Later that night, I met up with Juno in the parking garage under city hall. She had that look on her face like she’d done something that could get her fired or killed.
She handed me a flash drive.
“What’s this?” I asked.
“The unredacted file. All of it.”
My eyes narrowed. “How the hell did you get it?”
“I hacked the internal archive node,” she said, then paused. “And maybe borrowed a password from the commissioner’s assistant’s laptop while they were on a Zoom call.”
I blinked.
“Juno… that’s—”
“Illegal. Yep. You’re welcome.”
I smiled. First time in days.
We sat in her car, laptop balanced on the center console, the city lights flickering above us like judgmental stars.
Inside the folder were photos we’d never seen. Transcripts of Greaves’ confessions that never made it to court. Names of officers who visited him off the record. Names I recognized.
One in particular.
Detective Darren Hoyt.
My first mentor.
Dead now. Suicide, back in 2019. Or so they said.
I remembered how he looked when he walked me through my first crime scene. Calm. Cold. Almost numb. He told me once, “Every case you touch will leave a scar. Some just cut deeper.”
Turns out he had scars I never saw.
“This file…” Juno said quietly. “It’s not just old evidence. It’s a map. Someone wanted Greaves buried. Someone helped him.”
“And now that person’s cleaning house,” I said. “One body at a time.”
I copied the files to my drive and tucked it into my jacket.
“You think Greaves will talk?” she asked.
“He already is,” I replied. “Just not with words.”
---
I didn’t sleep that night. I walked my apartment with the lights off, pacing in shadows like a ghost in her own home. The file haunted me. Not just the images those were bad enough but the gaps. The places where whole pages were torn out. Where names were replaced with black blocks.
Who was protecting Greaves?
And more importantly, who was still out there helping him now?
I sat on the couch and stared at my badge. It felt heavy.
Like guilt.
---
The next morning, Marcus called me from the field.
“Lana,” he said, voice tight. “We got a problem.”
“Another body?”
“No. Worse.”
My chest locked.
“What happened?”
“Someone broke into Juno’s apartment. Wrecked the place. Took her laptop, external drives, backup batteries everything. But didn’t touch a dollar, jewelry, or tech.”
My blood ran cold.
“They knew what they were looking for,” I said.
“She’s okay,” he added. “Shaken, but okay. She called it in.”
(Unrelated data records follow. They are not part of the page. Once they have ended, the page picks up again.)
PR #246, opened 2015-04-22
to_encoding unicode error

pkozlov:
After some test I have UnicodeDecodeError
This is solution that works for me

### DIFF
--- a/import_export/admin.py
+++ b/import_export/admin.py
@@ -319,7 +319,10 @@ class ExportMixin(ImportExportMixinBase):
             queryset = self.get_export_queryset(request)
             export_data = self.get_export_data(file_format, queryset)
             if not file_format.is_binary() and self.to_encoding:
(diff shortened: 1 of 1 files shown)


pkozlov:
And csv is binary format? If yes, we must have solution to encode csv

bmihelac:
I have reverted previous merge so it does not fail for users. We'll merge it back when it is ready. Please note that we support both Python 2.7.x and Python 3.3+

pkozlov:
Previous merge is ok, because only binary data is unicode strings and in python 3 all strings is unicode. But this pr fails in python 3. I'm thinking about solution now.

pkozlov:
In my case, I only need csv in cp1251 jn python 2.7 =)

manelclos:
PR needs to be updated for current master and tests need to be added.

manelclos:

“Did she tell them what she found?”
“No. Not yet.”
I looked at the clock. It was 7:13 AM.
They were moving faster now.
Sloppier.
Or maybe just bolder.
Either way, we were running out of time.
---
By midday, I was back at Hillcroft.
Round two with the devil.
This time, I didn’t bother with pleasantries.
“You lied,” I said, tossing a printout of the redacted file onto the table.
Greaves looked at it, then smiled.
“I never lied,” he said calmly. “I just... curated.”
I leaned over the table. “Did Hoyt help you?”
He smiled wider.
“That man bled art,” he said.
I slammed my palm down. “Give me a name.”
“I gave you a path,” he replied. “You’re the one who chose to walk it.”
My fists clenched.
“Tell me who’s killing for you now.”
He leaned in, eyes boring into mine like needles.
“They’re not killing for me,” he whispered. “They’re killing because of you.”
I froze.
“What?”
“You inspired them. Your obsession. Your fear. Your hunger for truth.”
He smiled again. “You made them brave.”